I don't want 3 switches in one place. I want 2 switches in one place one across the other side of the room. 

But thanks.


----------



## drspec (Sep 29, 2012)

you would need a multi location dimmer switch along with a companion dimmer.

Most companies make them and some require a neutral.

Here's one on Amazon. I've used this one in the past and it works well.

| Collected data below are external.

Issue #91, opened 2023-06-14
"Recruiter portal" - Changes to support non TBB Recruiter and Employer as recruiter


camerojo:
As a professional recruiter, or as an employer
I want direct access to the TC
so that I can independently search for and engage talent

camerojo:
Employer needs to be able to create SF employer opp directly, rather than using a pre-existing SF opp. Just needs to specify role.

No need to paste in existing opp url.

Employer (partner) creating New Job uses their sfAccountId to create opp.

Recruiter partner needs to also create SF account for associated employer. Need to accept possibility of duplicate employers - distinguishing them with associated recruiter partner on SF account record. Then we might have multiple accounts for the same employer but each with a different recruiter partner. They could be linked together through a parent account link.

camerojo:
- [ ] Need to change isJobOurs in Angular AuthService - see todo. Currently assumes that all jobs are owned by TBB

camerojo:
Employer/Recruiter constraints:

- Can only change stage after CV Review
- Until CV Review they do not see candidate name and other personal details
- [ ] On server need to filter out candidate names for job creators viewing submission lists of candidates whose opps are not past the CVReview stage

camerojo:
Moved these comments to the Epic description and closed

PR #98, opened 2023-06-16
69 additional enhancements for candidate opportunities on tc

### LINKED ISSUE #69: Additional enhancements for Candidate Opportunities on TC
- [x] #104
- [x] #105
- [x] #75
- [x] Add default next step for autocreated prospects
- [x] Adding candidates to SavedList should avoid all additional processing when as candidate is already in the list. See SavedListServiceImpl.addCandidateToList
- [x] Change job icon and opps -> cases
- [x] Live jobs should filter out jobs that are not later than candidate search or that are later than VisaPreparation. Suggest to Louna that she moves Iress opps to Candidate Search. Not prospect.
- [x] Need Show inactive opps option on Opps tab - default should filter out relocated opps
- [x] Opps display should have filter by stage (Zeynep)
- [x] Need logic for who can edit an opp - see ViewCandidateOppComponent. Basically if user is Partner managing candidate or Partner who created job - see todos in AuthService
- [x] #74
- [x] Check for duplicate bug? Adding opp when adding to submission list - check that candidate not already there
- [x] Modify restriction to updating job opp stage - created by if not contactBy (plus system admin)
- [x] #46 
- [x] Easy access to Country and Submission List could be useful - display with opp
- [x] Copy Created from SF
- [x] Need "working" indicator while updates happening on opps (SF is slow)
- [x] Sort of NextStep in opps should be by updated. Hover over NextStep should show date. 
- [x] SF links from opps - for TBB staff only
- [x] Last Change Date - can it be mapped to UpdatedDate. Important to have to see stale opps. Should display in opp detail along with created and update plus who.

http://www.amazon.com/Lutron-MAW603...7347147&sr=8-2&keywords=multi+location+dimmer


----------



## Speedy Petey (Jan 10, 2007)

**Thread moved to the appropriate section**

Our parts and material are quite different from yours in the UK. 
A 3-way switch is switching from two locations.


----------



## Aegis (Mar 18, 2011)

LD2520 said:


> Can you wire 2 dimmer switches to control one light?
> 
> It's in a front room. One switch down one end controlling front room and dinning room at the other end is one switch controlling the dinning room. I want the dinning room to be controlled from both switches and for both to be dimmers


But the one at the other end does not control the front room as well?


----------



## HARRY304E (Sep 15, 2010)

LD2520 said:


> I don't want 3 switches in one place. I want 2 switches in one place one across the other side of the room.
> 
> But thanks.


:laughing:

I just realized you're in the UK:laughing:

A 3wAy switch makes it so you can control a light from more than one location .


----------



## EBFD6 (Aug 17, 2008)

HARRY304E said:


> :laughing:
> 
> I just realized you're in the UK:laughing:
> 
> A 3wAy switch makes it so you can control a light from more than one location .


That makes more sense know. Whenever I hear "2 way switch" I automatically think DIY. Apparently they don't use the term 3way switch in the UK?


----------



## frenchelectrican (Mar 15, 2007)

EBFD6 said:


> That makes more sense know. Whenever I hear "2 way switch" I automatically think DIY. Apparently they don't use the term 3way switch in the UK?


Either in France as well we don't say 3 way very often most case we will say intermate switch.

Now to address to the OP .,

Oui you can run two way dimmer switch set up but the switch point the key issue is the connections that may affect the dimmer function depending on if you use plain jane kind or the multi location dimmer ( the latter you will need the netural at the switch point so be aware with it. )

Merci,
Marc


----------



## LD2520 (Aug 17, 2013)

EBFD6 said:


> That makes more sense know. Whenever I hear "2 way switch" I automatically think DIY. Apparently they don't use the term 3way switch in the UK?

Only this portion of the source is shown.